Por ello consideramos fundamental:

 Proteger la cuenca del río Cuautla mediante esquemas integrales de gestión comunitaria.

 Resignificar el patrimonio arbóreo urbano y periurbano. Urge un reglamento de protección a los recursos bióticos del municipio.

 Establecer mecanismos de gestión colaborativa del agua potable, promoviendo medidas para la rehabilitación de los pozos de agua y las redes de distribución de la ciudad.

 Cuidar la calidad del aire mediante medidas de monitoreo y mitigación.

 Proteger las zonas agrícolas del municipio, estableciendo las normas necesarias y
actualizando los programas de desarrollo urbano y de ordenamiento del territorio.
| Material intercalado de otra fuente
PR #558, opened 2021-01-13
fixed spelling mistake

stevegbrooks:
I assume it should be `odsQuickstarterPipeline` and not `odsQuickstgarterPipeline`


michaelsauter (approved):
Thanks 👍

PR #565, opened 2021-01-22
feat: improve skipping commits

SimonGolms:


src/org/ods/services/GitService.groovy
```diff
@@ -124,12 +124,17 @@ class GitService {
...
+     */
     boolean isCiSkipInCommitMessage() {
-        return script.sh(
-            returnStdout: true, script: 'git show --pretty=%s%b -s',
+        def gitCommitMessage = script.sh(
+            returnStdout: true, script: 'git show --pretty=%s -s',
             label: 'check skip CI?'
-        ).toLowerCase().replaceAll('[\\s\\-\\_]', '').contains('[ciskip]')
+        ).toLowerCase().replaceAll('[\\s\\-\\_]', '')
+        return gitCommitMessage.contains('[ciskip]') || gitCommitMessage.contains('[skipci]') || gitCommitMessage.contains('***noci***')
```
michaelsauter, line 137: It would be nice to have this tested. Looking at `GitServiceSpec` there is no existing test right now, so totally understand you did not add one. But it would be great to have this. Want to add one?

docs/modules/jenkins-shared-library/partials/odsComponentPipeline.adoc
```diff
@@ -414,4 +414,22 @@ def sayHello(def context) {
...
+[source,sh]
+skip
+----
+# skips pipeline (one-line)
+$ git commit -m "docs: update README [ci skip]"
+
+# skips pipeline (multi-line)
+$ git commit -m "docs: update README [ci skip]
+- add section installation
+"
```
michaelsauter, line 427: I think this example is not really needed. Having the first and the last is probably enough ... otherwise this gets a bit lengthy.

src/org/ods/services/GitService.groovy
SimonGolms: Sure, I'm happy to do it, but my groovy skills are based more on "copy&paste"-ish than real knowledge...
How do I call the function correctly, as I have only found the following reference for it and wondering if the missing prefix `is` intended?
https://github.com/opendevstack/ods-jenkins-shared-library/blob/4cdd980a979ffbf148b528647aa9dba94fa31307/src/org/ods/component/Pipeline.groovy#L325-L328:

michaelsauter: I was suggesting to simply add a test in `GitServiceSpec`. I think you do not need to go all the way to test integration with `Pipeline` (would be great of course but let's take small steps). If you look into `GitServiceSpec`, you should see an example that you can copy&paste ;)

michaelsauter (approved):
👌

michaelsauter (changes requested):
CodeNarc failed though, see the report at https://github.com/opendevstack/ods-jenkins-shared-library/suites/1881243145/artifacts/36727848.

SimonGolms:
> CodeNarc failed though, see the report at https://github.com/opendevstack/ods-jenkins-shared-library/suites/1881243145/artifacts/36727848.

Unfortunately, I do not know what to do with it. Is there anything to do here from my side?

clemensutschig:
@SimonGolms  - ps - you can run codeNarc also locally :)

src/org/ods/component/Pipeline.groovy
```diff
@@ -149,7 +149,8 @@ class Pipeline implements Serializable {
 
                     skipCi = isCiSkip()
                     if (skipCi) {
-                        logger.info 'Skipping build due to [ci skip] in the commit message ...'
+                        logger.info "Skipping build due to [ci skip], [skip ci] or ***NO_CI***" +
```
clemensutschig, line 152: replace `"` with `'` there is no resolution needed

clemensutschig (approved):

test/groovy/org/ods/services/GitServiceSpec.groovy
```diff
@@ -18,5 +18,73 @@ class GitServiceSpec extends SpecHelper {
...
+        """
+        def script = new PipelineScript()
+        def service = new GitService(script, new Logger(script, false))
+
+        when:
+        def isSkippingCommitMessage = service.isCiSkipInCommitMessage(gitCommitMessage)
+
+        then:
+        isSkippingCommitMessage == false
+    }
```
michaelsauter, line 89: I'm fine with this, but note that there is a way to condense this drastically, and make it easier to understand what you are actually testing ... using `where` "tables" ... see e.g. https://github.com/opendevstack/ods-jenkins-shared-library/blob/master/test/groovy/org/ods/services/OpenShiftServiceSpec.groovy#L12-L31

SimonGolms: Nice! I was not aware of this before and adjusted the test cases respectively.

michaelsauter (approved):
Ace 👌

PR #569, opened 2021-01-29
Extract information from deltadocgen report that belongs to previous versions and use it to resolve references

jafarre-viewnext:


metmajer (approved):
Massive thanks for the long-nighter, well done @jafarre-viewnext!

 Generar infraestructura sustentable

Municipio y soberanía popular

Está ciudad tiene (todavía) los recursos necesarios para ser ejemplo de sustentabilidad, podemos lograr que el agua, el aire y la biodiversidad estén al servicio de quienes aquí habitamos y preservarles para futuras generaciones. Se requiere un pacto social para construir una ética del cuidado del medio ambiente que se vea reflejada en normas jurídicas inexcusables, esa es la gran tarea que debe asumir los integrantes del cabildo.

Los cambios que impacten al territorio deben ser sometidos a consulta popular, el caso del predio del ex hotel Vasco, la disposición del agua para la termoeléctrica de Huexca son temas de gran envergadura como para que se decidan en los escritorios con base en criterios económicos.

El municipio debe recuperar su potestad sobre el territorio

De acuerdo con el Artículo 115º de la Constitución de la república, el municipio es el
responsable del territorio, por tanto, es imperativo que el Ayuntamiento, como depositario de la soberanía popular, asuma ya: la conducción del desarrollo urbano, la definición de la política ambiental y, además, ordene a los funcionarios de la administración municipal las acciones necesarias para restaurar el equilibrio ecológico y proteger los recursos naturales.

Como se puede apreciar, hay una base para el trabajo inmediato y el de largo plazo, En suma, es cada vez más urgente que haya gobierno en la ciudad, al menos en materia ambiental.